An ALJ may properly consider inconsistencies in testimony or between testimony and conduct when weighing a claimant's credibility. Orn, 495 F.3d at 636; Thomas, 278 F.3d at 958-59. An ALJ may engage in ordinary techniques of credibility evaluation, such as considering inconsistencies in a claimant's statements. Tonapetyan v. Halter, 242 F.3d 1144, 1148 (9th Cir. 2001). The ALJ noted that in his current application for benefits Ladd listed no jobs when asked to list all the jobs he had in the 15 years before he became unable to work.
AR 16, 203-10. By contrast, the previous ALJ decisions indicated Ladd worked in three different occupations within 15 years of the alleged onset date of December 13, 1994. AR 16, 67, 77-78, 86. Further, the ALJ noted that Ladd testified he took a muscle relaxant in addition to ibuprofen for back pain.
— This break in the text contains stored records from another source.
PR #5770, opened 2026-07-14
test(parser): pin "protection from everything until your next turn" duration

lourincedaging0-commits:
Adds a building-block parser test for the **timed** player-scoped protection grant — "you gain protection from everything **until your next turn**" (The One Ring).

## What it pins

The grant must carry `Duration::UntilNextTurnOf { player: Controller }` so the protection expires at the **start of the controller's next turn** — not at end of turn, and not permanently.

Asserted shape (`parse_effect_chain` → `Effect::GenericEffect`):
- `static_abilities[0].affected == Some(TargetFilter::Controller)`
- `AddKeyword(Protection(Everything))`
- `duration == Some(Duration::UntilNextTurnOf { player: Controller })`

## Why it is additive

The existing `parse_you_gain_protection_from_everything_targets_controller` covers the **untimed** grant — it asserts `affected` + the keyword but **not** any duration. This test adds the timed variant and specifically guards the `until your next turn` duration from collapsing to `UntilEndOfTurn` (which would drop protection a full turn early).

Building-block level (asserts the effect/static/duration shape, not a single card name).

## Verification

- `cargo test -p engine --lib parse_you_gain_protection_from_everything_until_your_next_turn_carries_duration` → **1 passed**
- Parser-combinator gate → PASS. Test-only; no engine/parser logic changed.


matthewevans (changes requested):
**Changes requested — this standalone parser test duplicates an existing end-to-end regression and does not earn additional suite cost.**

## 🔴 Blocker

- `crates/engine/src/parser/oracle_effect/tests.rs:26706-26750` asserts the timed player-scoped protection shape already covered by `parse_teferis_protection_end_to_end` at `:26443-26534`: that existing test parses the full official Teferi’s Protection text, asserts `Duration::UntilNextTurnOf { Controller }` at `:26464-26470`, then follows the chained protection clause and asserts both `Protection(Everything)` and `TargetFilter::Controller` at `:26495-26534`. The new assertion therefore adds no distinct failure mode or production path; it remains green whenever the established regression is green. Please withdraw this duplicate, or replace it with a specific untested wrong implementation that the existing Teferi test cannot distinguish.

## 🟡 Non-blocking

- None.

## ✅ Clean

- The refreshed head’s CI is green and the current parse-diff reports no card-parse changes, consistent with a test-only diff.
- The test is correctly colocated in the existing parser suite, so it does not create a new test binary.

**Recommendation: do not enqueue this standalone test unless it is narrowed to a genuinely uncovered regression with a demonstrated distinct failure.**

lourincedaging0-commits:
You're right — `parse_teferis_protection_end_to_end` already parses the full official text and asserts `Duration::UntilNextTurnOf { Controller }` plus `Protection(Everything)` on `TargetFilter::Controller`, so this standalone test adds no distinct failure mode. It stays green whenever that regression is green. Closing as redundant rather than adding suite cost. Thanks for the pointer.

However, the ALJ found no prescription for a muscle relaxant in the record and noted that Ladd's previous applications did not report any medications. AR 16, 39-40, 218-19, 228-29. The ALJ's findings are supported by substantial evidence.
The ALJ also considered the lack of medical evidence to support the alleged severity of Ladd's symptoms. AR 16, 18. Although lack of medical evidence cannot form the sole basis for discounting pain testimony, it is a factor that the ALJ can consider in his credibility analysis. Burch v. Barnhart, 400 F.3d 676, 681 (9th Cir. 2005). Moreover, "[e]vidence of 'conservative treatment' is sufficient to discount a claimant's testimony." Parra v. Astrue, 481 F.3d 742, 751 (9th Cir. 2007).
The ALJ's reasons for discounting Ladd's credibility are supported by substantial evidence. "If the ALJ's credibility finding is supported by substantial evidence in the record, we may not engage in second-guessing." Thomas, 278 F.3d at 959 (citing Morgan, 169 F.3d at 600).
ORDER IT IS HEREBY ORDERED that the decision of the Commissioner is affirmed.
IT IS FURTHER ORDERED that the Clerk serve copies of this Order and the Judgment herein on all parties or their counsel.